● STORED DATA:
PR #852, opened 2023-10-30
Fix pytest deprecation warnings.

fdmalone:
The diff is huge because of reformatting. May be worth first merging #846.  But just fixed some deprecation warnings (numpy.product, numpy.math, converting size one array to scalar)  emitted by pytest.

### DIFF
--- a/src/openfermion/linalg/davidson_test.py
+++ b/src/openfermion/linalg/davidson_test.py
@@ -20,7 +20,6 @@ import scipy.linalg
 import scipy.sparse
 import scipy.sparse.linalg
 
-from openfermion.ops.operators import QubitOperator
 from openfermion.linalg.davidson import (
     Davidson,
     DavidsonOptions,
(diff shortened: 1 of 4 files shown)


src/openfermion/linalg/davidson_test.py
```diff
@@ -116,7 +117,7 @@ def test_invalid_dimension(self):
 
 
 class DavidsonTest(unittest.TestCase):
-    """"Tests for Davidson class with a real matrix."""
+    """ "Tests for Davidson class with a real matrix."""
```
mpharrigan, line 120: nit there's an extra quote here

fdmalone: Fixed.

fdmalone:
@mpharrigan needs approval

mpharrigan (approved):
thanks for the ping; I was waiting until I could see an actual manageable diff :)

Issue #853, opened 2023-10-31
Nightly tests are broken


fdmalone:
Should fix this and use it as an opportunity to test the slow tests.

mhucka:
This appears to have been fixed in the past. Closing.

PR #869, opened 2024-02-21
Fix doc generation

dstrain115:
This document errors out with the following error:

"RuntimeError: maximum taylor expansion limit reached"

Changing the time to 0.9 eliminates the error.  Better solutions or ideas welcome, but this at least allows the python notebooks to be generated.

### DIFF
--- a/docs/fqe/tutorials/fermi_hubbard.ipynb
+++ b/docs/fqe/tutorials/fermi_hubbard.ipynb
@@ -196,7 +196,7 @@
    "outputs": [],
    "source": [
     "%%time\n",
-    "e_time = 1.0\n",
+    "e_time = 0.9\n",
     "true_evolved_fqe = init_wfn.time_evolve(e_time, hubbard)"
    ]
   },


fdmalone:
Do we know when this started to fail?

dstrain115:
> Do we know when this started to fail?

Not really.  At least a month.   It's been broken for a while, and we were not checking the email alias for doc generation for a while.

fdmalone:
My current guess is this threshold was never met for this example (it's set at 1e-15 (the example reaches 1e-14)). In fqe v0.3.0 this raises an error if the max number of iterations is reached. Looking back to v0.1.0 there was no warning raised. The notebook seems to be quite a bit older given that it's being pip installed as a git repo and not as a tagged release (there is a comment about updating this to pip install fqe once v0.1.0 is released).

It seems like the correct fix would be to update the accuracy threshold but this doesn't appear to be a controllable parameter from time_evolve. So for the moment I think your fix is the only way. 

WDYT @ncrubin

fdmalone:
although this seems pretty environment dependent, are there build logs somewhere / environment information. As a side note we should be testing the Openfermion notebooks ourselves periodically.

fdmalone:
xref #853

dstrain115:
Ah, interesting.  Maybe we can also create a new issue to plumb out the error_threshold as a parameter as well.  Let me know if you would like me to put in this fix for now.

fdmalone:
Yeah I will open a tracking issue, it's probably best to merge now to fix the docs at least. And we can make the unitary prettier again once it's done.

fdmalone:
Will you need a new openfermion release to fully fix this?

PR #1339, opened 2026-06-04
Rerun flaky test in vpe_circuits_test.py

arettig:
This test was causing intermittent failures of the CI in the 5% of runs where the measured value is outside 2 standard deviations from the expected value. The built in `@cirq.testing.retry_once_with_later_random_values` decorator will now rerun the test with a new random seed.


arettig:
Looks like `@cirq.testing.retry_once_with_later_random_values` was added in cirq v1.5.0 but our `ci.yaml` uses v1.4.1:
 https://github.com/quantumlib/OpenFermion/blob/efaadaeecd36631ffe45afa45e451324a7e0078e/.github/workflows/ci.yaml#L203

@mhucka  Is continuing support for 1.4.1 a hard requirement, or is it ok to bump that up in the CI?

mhucka:
> @mhucka Is continuing support for 1.4.1 a hard requirement, or is it ok to bump that up in the CI?

It is probably not a hard requirement, and now that you mention it, we should upgrade it to support the latest Cirq version if possible. 

The pin in dev_tools/requirements/deps/runtime is actually a bit wider:

```
cirq-core>=1.4.1,<1.6.0
```

It ends up being 1.4.1 when pip-compile processes all the transitive dependencies, but I can no longer remember what the problem was the last time I tried to go higher than 1.6.

I'll open an issue about this.

mhucka:
@arettig Quick update: I believe I worked out the changes needed to the requirements to make it possible to get higher versions of Cirq on Python versions > 3.10. I should have a PR ready tomorrow.

arettig:
@mhucka Thanks for fixing the Cirq versioning! It looks like this flaky test fix works now.

mhucka:
> @mhucka Thanks for fixing the Cirq versioning! It looks like this flaky test fix works now.

There is one thing that needs to be adjusted in the current PR. The decorator `cirq.testing.retry_once_with_later_random_values` is only available in Cirq versions 1.5.0+, which only supports Python 3.11+, but OpenFermion still can be installed in Python 3.10. If someone tries to run the tests in Python 3.10, they'll get an error about the undefined symbol. So, we need to protect against that. One way is to put something like this at the top of the file:

```python
# Try to import the retry decorator (introduced in Cirq 1.5.0).
# If running on Cirq < 1.5.0, fall back to a no-op decorator.
try:
    retry_once_with_later_random_values = cirq.testing.retry_once_with_later_random_values
except AttributeError:
    def retry_once_with_later_random_values(func):
        return func
```

and then change the use of the decorator to be

```python
@retry_once_with_later_random_values
def test_single_timestep():
```

This is not a great solution, but it should work.

Can I leave it to you to make the necessary changes to this PR?

arettig:
I saw there is a `wrapped.py` file for sorting out versioning issues with Cirq so I moved this fix there. In the case of an older Cirq version, I manually define it using the implementation copied from Cirq rather than a dummy function.

mhucka (approved):
Whoa, even better. Thanks!

PR #1343, opened 2026-06-06
Fix QASM Pauli exponential Rz angle

### LINKED ISSUE #721: Angle of rotation in trotterize_exp_qubop_to_qasm is off by a factor of 2
Hello,

I'm a student using OpenFermion for a project, and I'm having a problem with openfermion.circuits.trotterize_exp_qubop_to_qasm. I was trying to use it to trotterize the UCCSD operator, but it was working strangely.

I saw that it uses trotter_operator_grouping to decompose the operators, then it calls pauli_exp_to_qasm to trotterize each operator.

And I don't understant something regarding the Z rotation performed on the last qubit of 'qids' in pauli_exp_to_qasm. 

```
                    ret_list = ret_list + [
                        "Rz {} {}".format(term_coeff * evolution_time, qids[-1])
                    ]
```

Why is the angle (term_coeff * evolution_time), rather than double that? Wouldn't the goal be applying e^(-i * term_coeff * evolution_time * Z) through Rz(2 * term_coeff * evolution_time)? Am I missing something?

Thanks in advance!

marko1olo:
Fixes #721.

## Summary
- doubles the uncontrolled `Rz` angle emitted by `pauli_exp_to_qasm` so it implements `exp(-i * theta * Z)` rather than `exp(-i * theta * Z / 2)`
- updates existing QASM expectations for Pauli-Z strings
- adds a direct regression test with non-default `evolution_time`

## Validation
- `C:\hades\oss\.venvs\openfermion-1317\Scripts\python.exe -m pytest src\openfermion\circuits\trotter_exp_to_qgates_test.py -q`
- `C:\hades\oss\.venvs\openfermion-1317\Scripts\python.exe -m black --check src\openfermion\circuits\trotter_exp_to_qgates.py src\openfermion\circuits\trotter_exp_to_qgates_test.py`
- `C:\hades\oss\.venvs\openfermion-1317\Scripts\python.exe -m compileall -q src\openfermion\circuits\trotter_exp_to_qgates.py src\openfermion\circuits\trotter_exp_to_qgates_test.py`
- `git diff --check`

AI-assisted contribution: implemented with OpenAI Codex and reviewed locally before submission.

### DIFF
--- a/src/openfermion/circuits/trotter_exp_to_qgates.py
+++ b/src/openfermion/circuits/trotter_exp_to_qgates.py
@@ -255,7 +255,9 @@ def pauli_exp_to_qasm(qubit_operator_list, evolution_time=1.0, qubit_list=None, 
                     ]
             else:
                 if len(qids) > 0:
-                    ret_list = ret_list + ["Rz {} {}".format(term_coeff * evolution_time, qids[-1])]
+                    ret_list = ret_list + [
+                        "Rz {} {}".format(2 * term_coeff * evolution_time, qids[-1])
+                    ]
 
             # 4. Second set of CNOTs
             ret_list = ret_list + cnots2
--- a/src/openfermion/circuits/trotter_exp_to_qgates_test.py
+++ b/src/openfermion/circuits/trotter_exp_to_qgates_test.py
@@ -210,10 +210,15 @@ class TrottQasmTest(unittest.TestCase):
         # Correct string
         strcorrect = '''5
 CNOT 3 4
-Rz 0.6 4
+Rz 1.2 4
 CNOT 3 4'''
 
         self.assertEqual(qasmstr, strcorrect)
+
+    def test_pauli_exp_to_qasm_uses_rz_angle_for_exp_minus_i_theta_z(self):
+        qasmstr = "\n".join(pauli_exp_to_qasm([QubitOperator('Z0', 0.5)], evolution_time=3))
+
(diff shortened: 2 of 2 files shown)


marko1olo:
CI note: the non-CLA failure is from `Python compatibility tests`, not from the QASM `Rz` angle regression path changed in this PR.

The failing test is:

```text
src/openfermion/circuits/primitives/state_preparation_test.py::test_prepare_gaussian_state[4-True-None-2]
ValueError: matmul: dimension mismatch with signature (n,k=16),(k=8,1?)->(n,1?)
```

The log shows `cirq-core==1.4.1` in the max-compat job. The simulated state vector is length 8 while `quad_ham_sparse` is 16x16, so this looks like a compatibility/baseline test issue rather than a failure caused by the QASM export change.

src/openfermion/circuits/trotter_exp_to_qgates.py
arettig, line 246: As pointed out by the review bot, the controlled version is still incorrect. I believe the coefficients for the c-phase gate and the two Rz gates will also need to change.

arettig (changes requested):
Thanks for fixing this, the uncontrolled version looks good! There is also a controlled version of this exponential that is still incorrect - can you also correct the parameters on the cphase gate and the two Rz gates contained in the controlled branch of the if statement?

arettig:
superseded by #1380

● TASK DIRECTIONS:
On how many lines of the data does the word "have" appear? Reply with the number alone.

● SOLUTION TO THE PROBLEM:
2